そんなことを言いつつ、ミヤビはなかなかデザートワームを仕留められずにいた。

 デザートワームはするりするりと、ミヤビの杖をすり抜けていってしまうのだ。

「すばしっこいな! この! 」

「もういいだろ! 」

もう俺の存在を完全に忘れてしまっているらしい。

 逃げるワームを追いかけて、ミヤビはどんどん砂漠を走っていく。しかし、彼女が行く方は……。

「ミヤビ! ダメだ! そっちは砂流がある。」

ミヤビが行く先には、砂流と呼ばれる強い砂の流れが発生する地帯だった。

 前回の教訓を活かして、事前に町の図書館で地理についてよくよく調べていたから、知っていた。あそこに入ってしまうと、著しく移動速度が遅くなってしまう。

 だから、このイベントだと特にプレイヤーたちから忌避される場所だ。そこに、今ミヤビは立ち入ろうとしているのだ。

「そこは入っちゃダメだ! 」

しかし、もう遅かった。

 すでに、ミヤビは砂流に足を取られていた。

「なんなの? これ! 」

そこでようやくミヤビは我にかえった。

 だけど今更の話。ミヤビはみるみるうちに、砂流に流されていってしまっている。

「これ、どうしたらいいんですか? ロータスさん! 」

「頑張ってこっちに戻ってきてくれ! 」

「無理です! なかなか足が進みません! 」

ミヤビは足を取られて、流れに逆行する方向のこちらへは進めないでいた。

 いよいよミヤビは、砂流が流れゆき、集まる中心に近づいていた。

「あれ、本で見た話と違うぞ。」

本で読んだのによれば、砂流はそのまま反対側へと抜けていくだけだったはずだ。なのに、この砂流はまるで渦のように、中心に向かって吸い込まれていく。
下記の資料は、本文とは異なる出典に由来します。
PR #152, opened 2024-05-08
fix: update para id

evilrobot-01:
Should be outside of the system parachain range.

### DIFF
--- a/crates/pop-parachains/templates/base/network.templ
+++ b/crates/pop-parachains/templates/base/network.templ
@@ -10,7 +10,7 @@ name = "bob"
 validator = true
 
 [[parachains]]
-id = 1000
+id = 2000
 default_command = "./target/release/^^node^^"
 
 [[parachains.collators]]


AlexD10S:
I see in base-parachain we have the `para_id: 1000`: https://github.com/r0gue-io/base-parachain/blob/main/node/src/chain_spec.rs#L76
We should change it there too.

evilrobot-01:
> I see in base-parachain we have the `para_id: 1000`: https://github.com/r0gue-io/base-parachain/blob/main/node/src/chain_spec.rs#L76 We should change it there too.

Yeah, that comes from the cumulus template: https://github.com/paritytech/polkadot-sdk/blob/6fdb522ded3813f43a539964af78d5fc6d9f1e97/templates/parachain/node/src/chain_spec.rs#L76. 

Zombienet effectively replaces whatever value is set in chain_spec.rs with that specified in network config file. It only starts to matter when doing xcm stuff, just thought it would be worth correcting it in the config file prior to first release. I'll open a PR there to keep it consistent.

AlexD10S (approved):

PR #155, opened 2024-05-10
build(deps): bump zombienet-sdk

evilrobot-01:
Bumps zombienet-sdk dependency, ensure that `args` works when specified in network config.


AlexD10S (approved):
Works now!

PR #158, opened 2024-05-11
ci: add code coverage

evilrobot-01:
Adds code coverage checks.

Coverage report from this branch at https://app.codecov.io/gh/r0gue-io/pop-cli/tree/frank%2Fcode-coverage.

### DIFF
--- a/.github/workflows/ci.yml
+++ b/.github/workflows/ci.yml
@@ -1,4 +1,4 @@
-name: Build & Test Pop-CLI
+name: ci
 
 on:
   push:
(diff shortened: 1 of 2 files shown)


.github/workflows/ci.yml
```diff
@@ -1,4 +1,4 @@
-name: Build & Test Pop-CLI
+name: ci
```
AlexD10S, line 1: Why this change?

evilrobot-01: Better naming for all the CI checks, which are slowly growing to be more than just "build and test". It also keeps the name short, so when viewed in the checks list below it is easier to parse.

AlexD10S (approved):

PR #162, opened 2024-05-12
feat(telemetry): support DO_NOT_TRACK telemetry

peterwht:


evilrobot-01:
Can we do the same with the standardised CI environment variable? I believe it is simply something like CI=true but please kindly check.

 ミヤビが追いかけていたデザートワームは、砂流に乗って、中心に向かっていた。こいつはこいつで、何をしているのだろうか?

 デザートワームは、まるでそこに向かっているかの如く、中心に進んでいくのだ。

 ワームは中心にたどり着くと、そのまま吸い込まれていってしまった。

「ちょっと! 消えちゃったじゃないですか! 」

「それどころじゃないでしょ! 君もああなるよ! 」

「それは嫌ですよ! 」

ミヤビはかなりパニックになっていた。でも、あれに落ちたらどうなるのだろう? ゲームオーバー? 死んだ扱いになるのだろうか?

 悠長なことを考えているヒマはない。だけれど、何がやれるわけでもない。

「どうしたらいいんだ! 」

「こっちが聞きたいですよ! 」

ミヤビはどんどん流されていってしまう。

 ミヤビはついに中心まで流されてしまった。

「ちょ! ちょっと! もう無理ーー! 」

中心に着くと、急に流れが速くなってしまい、あっという間にミヤビは吸い込まれていってしまった。

 「おーい! 大丈夫か? 」

返事は返ってこない。流石に心配だ。ゲームだとはいえ、砂の渦に吸い込まれて落ちていってしまったのだ。無事なわけがない。

 ミヤビが吸い込まれたあと、嫌に静かになってしまった。

「どうする?」

一人じゃもうどうしようもない。イベントだって絶望的だ。それになにより、ミヤビが心配だ。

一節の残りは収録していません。